The effect on soldiers and civilians up and down the crescent was electrifying. As the debate over the INA raged on, hundreds of thousands of Indian troops remained in Southeast Asia under British command. By far the majority were scattered over a demoralized and devastated Burma, suspicious of the BNA and doubting the intentions of the British. Nehru and other Congress politicians had already warned Auchinleck, the army’s commander-in-chief, that it would be impossible to use Indian troops to put down nationalist rebellions in fraternal countries. This hamstrung Dorman-Smith in his attempt to bring the BNA to heel over the next nine months.

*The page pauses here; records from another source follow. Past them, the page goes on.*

PR #3930, opened 2019-07-12
Sif encryption cleanup

mem:
This PR contains multiple clean ups done while trying to figure out why I was seeing a corrupted SIF file when trying to use an encrypted container.

* Obtain the key from the environment instead of interactively
* Make sure we are using LUKS 2 crypt devices
* Reduce the space required to create an encrypted container

### DIFF
--- a/pkg/util/crypt/crypt_dev.go
+++ b/pkg/util/crypt/crypt_dev.go
@@ -20,7 +20,6 @@ import (
 	"github.com/sylabs/singularity/internal/pkg/util/bin"
 	"github.com/sylabs/singularity/pkg/util/fs/lock"
 	"github.com/sylabs/singularity/pkg/util/loop"
-	"golang.org/x/crypto/ssh/terminal"
 )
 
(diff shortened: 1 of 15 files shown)


pkg/util/crypt/crypt_dev.go
```diff
@@ -115,18 +86,26 @@ func (crypt *Device) FormatCryptDevice(path, key string) (string, string, error)
...
 		sylog.Debugf("Error creating temporary crypt file")
-		return "", "", err
+		return "", err
 	}
 	defer cryptF.Close()
 
 	// Truncate the file taking the squashfs size and crypt header into account
 	// Crypt header is around 2MB in size. Slightly over-allocate to be safe
-	devSize := fSize + 4*1024*1024 // 4MB for LUKS header
+	devSize := fSize + 1*1024*1024 // 16MB for LUKS header
```
schebro, line 95: Please update the comment

schebro (approved):
Looks good to me.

As Wavell reminded the cabinet on 17 October: ‘SEAC depends almost entirely on [the] loyalty and discipline of Indian troops’. Yet Attlee brushed aside his objections to the despatch of fresh levies of men from India in the face of new tasks confronting the British.90 It caused new difficulties as the British tried to rebuild their rule in Malaya. Indian troops were also in French Indo-China, attempting to reassert French authority in the face of communist and nationalist rebellions. And such was the drain on manpower that Britain had to risk sending 5 Indian Division from Malaya to Indonesia, where they would fight alongside British troops against the Indonesian nationalists in what was to be the bloodiest of the first wars of peace.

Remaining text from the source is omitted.